Search the data below for the string "BuildStepOutputById" and copy all lines where it shows up.

:: Collected data ::
----------
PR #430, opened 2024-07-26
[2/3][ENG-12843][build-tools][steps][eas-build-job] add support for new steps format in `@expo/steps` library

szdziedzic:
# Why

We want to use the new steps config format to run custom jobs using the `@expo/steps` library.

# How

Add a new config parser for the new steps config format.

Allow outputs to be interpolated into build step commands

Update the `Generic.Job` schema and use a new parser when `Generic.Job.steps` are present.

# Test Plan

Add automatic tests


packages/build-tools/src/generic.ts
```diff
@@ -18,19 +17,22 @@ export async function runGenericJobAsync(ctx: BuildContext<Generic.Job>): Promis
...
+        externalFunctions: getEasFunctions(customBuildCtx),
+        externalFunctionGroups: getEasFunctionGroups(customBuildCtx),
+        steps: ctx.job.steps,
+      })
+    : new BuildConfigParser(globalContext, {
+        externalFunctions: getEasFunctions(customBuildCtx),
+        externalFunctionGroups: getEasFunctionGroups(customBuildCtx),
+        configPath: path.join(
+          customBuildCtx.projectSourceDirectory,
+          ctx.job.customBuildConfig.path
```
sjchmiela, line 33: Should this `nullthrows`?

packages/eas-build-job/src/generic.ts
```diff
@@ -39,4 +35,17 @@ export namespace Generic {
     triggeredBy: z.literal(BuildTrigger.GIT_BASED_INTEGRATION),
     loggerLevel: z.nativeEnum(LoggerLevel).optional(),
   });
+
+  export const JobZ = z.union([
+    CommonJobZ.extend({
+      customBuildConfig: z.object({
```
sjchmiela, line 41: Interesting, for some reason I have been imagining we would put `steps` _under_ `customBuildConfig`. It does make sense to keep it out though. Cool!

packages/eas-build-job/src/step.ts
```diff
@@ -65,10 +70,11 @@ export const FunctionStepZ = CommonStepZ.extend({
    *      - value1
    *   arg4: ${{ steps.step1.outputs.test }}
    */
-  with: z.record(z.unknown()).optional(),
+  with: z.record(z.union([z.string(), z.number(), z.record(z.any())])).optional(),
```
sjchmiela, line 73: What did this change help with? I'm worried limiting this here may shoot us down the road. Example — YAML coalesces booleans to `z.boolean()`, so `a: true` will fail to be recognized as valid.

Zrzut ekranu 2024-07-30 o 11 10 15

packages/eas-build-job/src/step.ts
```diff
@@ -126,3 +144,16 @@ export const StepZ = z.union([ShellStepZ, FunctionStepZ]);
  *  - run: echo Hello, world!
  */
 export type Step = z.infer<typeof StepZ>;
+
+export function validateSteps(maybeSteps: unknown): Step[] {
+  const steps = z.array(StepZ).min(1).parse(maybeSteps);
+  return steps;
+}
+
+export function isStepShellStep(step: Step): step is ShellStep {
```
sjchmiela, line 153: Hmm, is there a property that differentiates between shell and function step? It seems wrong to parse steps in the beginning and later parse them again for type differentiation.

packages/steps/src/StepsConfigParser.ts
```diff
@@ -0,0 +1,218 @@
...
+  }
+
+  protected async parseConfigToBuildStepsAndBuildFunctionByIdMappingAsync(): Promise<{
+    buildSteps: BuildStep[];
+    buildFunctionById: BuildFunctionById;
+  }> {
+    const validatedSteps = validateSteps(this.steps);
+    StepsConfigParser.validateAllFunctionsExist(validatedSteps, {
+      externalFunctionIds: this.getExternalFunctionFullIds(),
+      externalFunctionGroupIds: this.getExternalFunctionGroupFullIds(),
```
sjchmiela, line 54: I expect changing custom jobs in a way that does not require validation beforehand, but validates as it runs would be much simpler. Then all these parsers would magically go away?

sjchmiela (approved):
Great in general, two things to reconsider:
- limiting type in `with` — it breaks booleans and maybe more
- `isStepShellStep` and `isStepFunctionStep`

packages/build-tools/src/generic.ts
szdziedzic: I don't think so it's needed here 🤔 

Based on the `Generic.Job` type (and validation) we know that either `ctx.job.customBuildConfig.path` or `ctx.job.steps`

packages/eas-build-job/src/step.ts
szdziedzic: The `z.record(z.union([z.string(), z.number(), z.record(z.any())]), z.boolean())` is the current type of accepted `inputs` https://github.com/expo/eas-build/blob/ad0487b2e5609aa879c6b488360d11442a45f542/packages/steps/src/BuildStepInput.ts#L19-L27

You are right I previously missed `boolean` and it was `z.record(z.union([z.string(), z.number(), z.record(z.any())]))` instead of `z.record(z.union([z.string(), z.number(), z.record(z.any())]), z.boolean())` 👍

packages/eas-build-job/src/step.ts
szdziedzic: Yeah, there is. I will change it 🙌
----------
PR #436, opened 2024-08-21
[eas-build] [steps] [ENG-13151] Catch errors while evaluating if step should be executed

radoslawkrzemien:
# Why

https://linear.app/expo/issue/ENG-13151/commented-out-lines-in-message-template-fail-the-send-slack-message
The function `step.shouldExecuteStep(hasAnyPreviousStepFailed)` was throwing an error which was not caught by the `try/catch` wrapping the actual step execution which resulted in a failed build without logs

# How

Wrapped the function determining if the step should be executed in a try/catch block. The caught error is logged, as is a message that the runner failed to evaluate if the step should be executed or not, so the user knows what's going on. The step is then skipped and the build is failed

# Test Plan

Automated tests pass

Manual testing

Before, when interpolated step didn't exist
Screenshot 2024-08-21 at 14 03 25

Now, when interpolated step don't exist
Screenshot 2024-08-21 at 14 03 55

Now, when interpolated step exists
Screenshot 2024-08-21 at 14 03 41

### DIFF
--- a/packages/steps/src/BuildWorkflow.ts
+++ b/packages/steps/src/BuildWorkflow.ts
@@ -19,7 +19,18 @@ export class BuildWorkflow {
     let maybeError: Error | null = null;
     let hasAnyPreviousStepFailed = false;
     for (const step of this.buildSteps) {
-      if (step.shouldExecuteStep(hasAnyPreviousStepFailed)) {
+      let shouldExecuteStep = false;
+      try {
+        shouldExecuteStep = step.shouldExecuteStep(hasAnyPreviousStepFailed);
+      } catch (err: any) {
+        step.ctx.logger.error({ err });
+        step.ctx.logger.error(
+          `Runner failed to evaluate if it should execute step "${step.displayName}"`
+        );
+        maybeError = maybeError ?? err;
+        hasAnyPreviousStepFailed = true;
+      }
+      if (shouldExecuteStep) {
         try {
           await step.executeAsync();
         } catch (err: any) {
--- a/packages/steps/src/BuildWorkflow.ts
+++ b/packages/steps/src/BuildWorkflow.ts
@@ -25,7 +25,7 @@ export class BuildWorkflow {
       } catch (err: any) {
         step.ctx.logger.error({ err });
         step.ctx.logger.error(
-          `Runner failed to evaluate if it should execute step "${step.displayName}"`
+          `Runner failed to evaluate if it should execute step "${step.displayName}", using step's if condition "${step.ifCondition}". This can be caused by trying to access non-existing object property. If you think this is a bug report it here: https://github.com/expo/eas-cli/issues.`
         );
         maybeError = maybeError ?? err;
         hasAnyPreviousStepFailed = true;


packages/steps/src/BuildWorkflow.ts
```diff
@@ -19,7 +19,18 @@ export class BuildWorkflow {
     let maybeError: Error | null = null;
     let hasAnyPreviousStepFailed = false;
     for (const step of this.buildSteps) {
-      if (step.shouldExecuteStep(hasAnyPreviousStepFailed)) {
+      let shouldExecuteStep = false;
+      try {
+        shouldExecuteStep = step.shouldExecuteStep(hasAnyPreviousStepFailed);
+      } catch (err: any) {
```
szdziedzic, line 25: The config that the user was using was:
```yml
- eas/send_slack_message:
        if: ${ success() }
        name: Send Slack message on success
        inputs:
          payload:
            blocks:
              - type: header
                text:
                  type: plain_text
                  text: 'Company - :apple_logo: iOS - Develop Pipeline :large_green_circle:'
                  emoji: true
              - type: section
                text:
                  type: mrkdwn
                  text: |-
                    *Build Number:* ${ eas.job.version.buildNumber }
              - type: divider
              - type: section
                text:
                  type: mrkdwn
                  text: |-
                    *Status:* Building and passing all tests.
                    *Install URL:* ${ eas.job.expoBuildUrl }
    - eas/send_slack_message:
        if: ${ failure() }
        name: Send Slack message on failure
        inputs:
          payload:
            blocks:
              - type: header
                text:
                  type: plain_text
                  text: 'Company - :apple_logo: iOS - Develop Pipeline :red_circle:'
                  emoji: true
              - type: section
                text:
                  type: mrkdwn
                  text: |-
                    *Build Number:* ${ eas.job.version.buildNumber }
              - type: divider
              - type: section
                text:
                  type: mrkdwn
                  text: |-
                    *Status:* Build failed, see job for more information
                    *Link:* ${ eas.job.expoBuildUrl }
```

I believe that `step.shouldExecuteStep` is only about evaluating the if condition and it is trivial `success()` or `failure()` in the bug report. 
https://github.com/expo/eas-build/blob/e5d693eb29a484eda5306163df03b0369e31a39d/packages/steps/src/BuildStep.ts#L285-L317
----------
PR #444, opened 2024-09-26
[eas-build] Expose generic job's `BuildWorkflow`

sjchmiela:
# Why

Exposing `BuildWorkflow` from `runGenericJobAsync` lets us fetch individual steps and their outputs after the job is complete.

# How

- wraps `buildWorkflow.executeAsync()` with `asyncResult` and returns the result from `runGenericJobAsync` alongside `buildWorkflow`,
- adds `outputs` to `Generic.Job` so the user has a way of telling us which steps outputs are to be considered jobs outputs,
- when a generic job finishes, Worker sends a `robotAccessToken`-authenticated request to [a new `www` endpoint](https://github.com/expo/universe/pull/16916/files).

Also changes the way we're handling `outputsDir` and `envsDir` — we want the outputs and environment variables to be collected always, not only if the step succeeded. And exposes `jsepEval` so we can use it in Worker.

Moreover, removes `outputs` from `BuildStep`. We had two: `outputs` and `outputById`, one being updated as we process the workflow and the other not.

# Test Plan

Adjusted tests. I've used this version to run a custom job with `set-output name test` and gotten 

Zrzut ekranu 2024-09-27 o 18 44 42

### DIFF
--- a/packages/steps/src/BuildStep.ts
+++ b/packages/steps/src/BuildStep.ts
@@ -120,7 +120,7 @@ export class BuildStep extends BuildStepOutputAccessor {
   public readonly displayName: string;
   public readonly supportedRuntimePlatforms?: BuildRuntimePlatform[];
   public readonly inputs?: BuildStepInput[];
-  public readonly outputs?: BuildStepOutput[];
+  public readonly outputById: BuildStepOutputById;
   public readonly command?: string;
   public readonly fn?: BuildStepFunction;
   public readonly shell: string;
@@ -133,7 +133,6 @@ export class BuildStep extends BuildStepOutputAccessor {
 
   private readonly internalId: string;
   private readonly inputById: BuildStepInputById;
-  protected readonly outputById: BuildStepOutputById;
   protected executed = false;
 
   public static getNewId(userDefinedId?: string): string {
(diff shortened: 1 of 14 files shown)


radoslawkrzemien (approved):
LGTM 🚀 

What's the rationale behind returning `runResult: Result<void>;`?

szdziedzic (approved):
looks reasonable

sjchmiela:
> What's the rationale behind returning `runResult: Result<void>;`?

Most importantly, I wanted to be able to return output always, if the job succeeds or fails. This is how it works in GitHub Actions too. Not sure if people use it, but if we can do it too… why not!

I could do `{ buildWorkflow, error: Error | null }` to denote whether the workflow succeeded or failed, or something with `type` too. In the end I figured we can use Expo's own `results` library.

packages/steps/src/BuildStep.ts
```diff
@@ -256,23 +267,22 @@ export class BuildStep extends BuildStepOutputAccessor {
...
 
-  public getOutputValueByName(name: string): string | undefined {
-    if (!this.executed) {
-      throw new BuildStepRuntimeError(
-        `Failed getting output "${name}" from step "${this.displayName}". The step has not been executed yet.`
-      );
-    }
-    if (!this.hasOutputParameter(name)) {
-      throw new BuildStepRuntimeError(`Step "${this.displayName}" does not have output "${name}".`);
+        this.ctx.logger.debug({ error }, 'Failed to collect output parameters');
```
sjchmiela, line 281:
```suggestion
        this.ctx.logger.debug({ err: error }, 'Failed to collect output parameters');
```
----------
:: Task answer ::
+  public readonly outputById: BuildStepOutputById;
-  protected readonly outputById: BuildStepOutputById;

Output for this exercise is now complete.